I was very curious about it, but can't find nowhere information about it...
Has anybody heard about that language? Did it really exist?


----------



## Jana337

Wasn't it Ladino, the language of Sephardic Jews? Latdino is almost certainly misspelled.

Jana


----------



## Mikk

hi Jana!
yes...it's actually the ladino.
It seems very interesting!
does anybody speak it here? or do you know anybody who use it?


----------



## ireney

I think that (at least in Greece) no one really speaks it any more (which is very sad if you ask me)

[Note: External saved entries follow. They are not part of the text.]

PR #135, opened 2021-03-04
Features/#9 migrate substation section

IlkaCu:
This PR integrates the abstraction of hvmv and ehv substations into the egon-data workflow and partly solves issues adressed in #9


ulfmueller (approved):
so far it worked very fine for me. I saw that in the old tables there is already a column 'otg_id' in those tables. I guess that column is added in a further script. So, so far I am happy with it :)

IlkaCu:
> I saw that in the old tables there is already a column 'otg_id' in those tables. I guess that column is added in a further script.
I will add this as soon as I continue with the assignment of the otg_id.

PR #144, opened 2021-03-09
Features/#124 integrate re potential areas

nesnoj:


ClaraBuettner:
Could you add a note to the [changelog](https://github.com/openego/eGon-data/blob/features/%23124-integrate-re-potential-areas/CHANGELOG.rst)? 
I tested the branch, it worked fine and the expected data is created. 
The tox testing seems to work differently for me, I don't get these `InterpreterNotFound` lines and it also checks every python script. The output is very long, I don't want to add it here. But I don't know much about these tests...

nesnoj:
> Could you add a note to the [changelog](https://github.com/openego/eGon-data/blob/features/%23124-integrate-re-potential-areas/CHANGELOG.rst)?
> I tested the branch, it worked fine and the expected data is created.
> The tox testing seems to work differently for me, I don't get these `InterpreterNotFound` lines and it also checks every python script. The output is very long, I don't want to add it here. But I don't know much about these tests...

Thanks for the quick review! :)
I updated the changelog.

I'll bring the tox question to the daily standup..

ClaraBuettner (approved):

nesnoj:
Thank you @ClaraBuettner !

PR #149, opened 2021-03-10
Features/#101 import heat demand data

### LINKED ISSUE #101: Heat Demands based on Peta5.0.1
Based on the residential and service-sector heat demand rasters of the Pan-European Atlas for 2015, future heat demand data for households and the service-sector have to be calculated for the German Census cells.

EvaWie:
Close #101
Based on the downloaded Europe-wide Peta5.0.1 heat demands per hectare for the year 2015, future heat demands per census cell within the boundaries of Germany are calculated.
The dataset version management (including numbering) and the referencing of underlying datasets in the meta data are open TODOs.


ClaraBuettner:
I'm wondering if we should rename the table, e.g. to `demand.egon_peta_heat` (egon because of our specific adjustments and peta because it is the main original source) What do you think?

ClaraBuettner (approved):

PR #154, opened 2021-03-11
Change port of default egon-data-local-database

### LINKED ISSUE #137: Change docker database port to less common one
Currently, when using a dockered database, the port 54321 is used. As this is a favorite of many (at least at RLI) and multiple docker database instances exist on the infrastructure I use, conflicts come up. I ran into the situation that the DAG failed because a wrong database was used :(

I suggest to change the port number to a less common one.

You may find the following URL interesting
http://www.kis.gr/home_en.html


----------



## Jana337

We've had a thread about it; please use the search function to locate it. No member of the forum speaks it actively as far as I know. Speakers of Romance languages, Spanish in particular, have a high chance of understanding it.

Jana


----------



## Mikk

Thanks ireney and Jana!


----------



## mansio

If you are interested to hear Ladino you can listen to the many songs that have been recorded in that language.


----------



## cirrus

If you go to this link you can hear programs in ladino. They call it djudeo espanyol. Radio Exterior - Web oficial - RTVE.es

"La Emision "SEFARAD" en lingua Djudeo-espanyola, es un programa aparejado por Matilda i Rajel Barnatan, ke destaka la fruchiguoza erensia ke guadraron los djudios de Espanya, i ke la grande parte se yevaron kon sí a las sivdades onde se aresentaron enturando el Mediterráneo , kontinuando kon este universo kultural."

What I don't know is what script ladino was originally written in.  Did they use hebrew, arabic or roman script?


----------



## Whodunit

cirrus said:
			
		

> What I don't know is what script ladino was originally written in. Did they use hebrew, arabic or roman script?


 
In the link given by Jana, you can find this:


> Today, Ladino is most commonly written with the Latin alphabet, especially in Turkey. However, it is still sometimes written in the Hebrew alphabet (especially in Rashi characters), a practice that was very common, possibly almost universal, until the 19th Century (and called aljamiado, by analogy with Arabic usage.) Although the Greek and Cyrillic alphabets have been employed in the past, this is rare nowadays.


----------



## Outsider

There was an old thread about Ladino... here it is!

 Not to be confused with Romansch, which is also called "Ladino", sometimes.


----------



## Mikk

wow! thank you all!
I've heard already the ladino radio program, it's very interesting listening to it. It's actually pronounced like XVI century Spanish (with some variants).
jejeje, I agree with the reporter that said about ladino ""You're speaking just like Cervantes" ....here (a very interesting page about ladino written by a native speaker) 
I found also "the Ladino page" (although in Spanish)...here. 
It says most part of sefaradic (ladino) literature was written in hebrew characters, and that's why it was sided out by the spanish linguists.
It has some photos of old written ladino....here
Anyways, 
thanks all!


----------



## mansio

Outsider

I think Rumantsch is called Ladin not Ladino.


----------



## Mikk

Outsider said:
			
		

> Not to be confused with Romansch, which is also called "Ladino", sometimes.





			
				mansio said:
			
		

> I think Rumantsch is called Ladin not Ladino.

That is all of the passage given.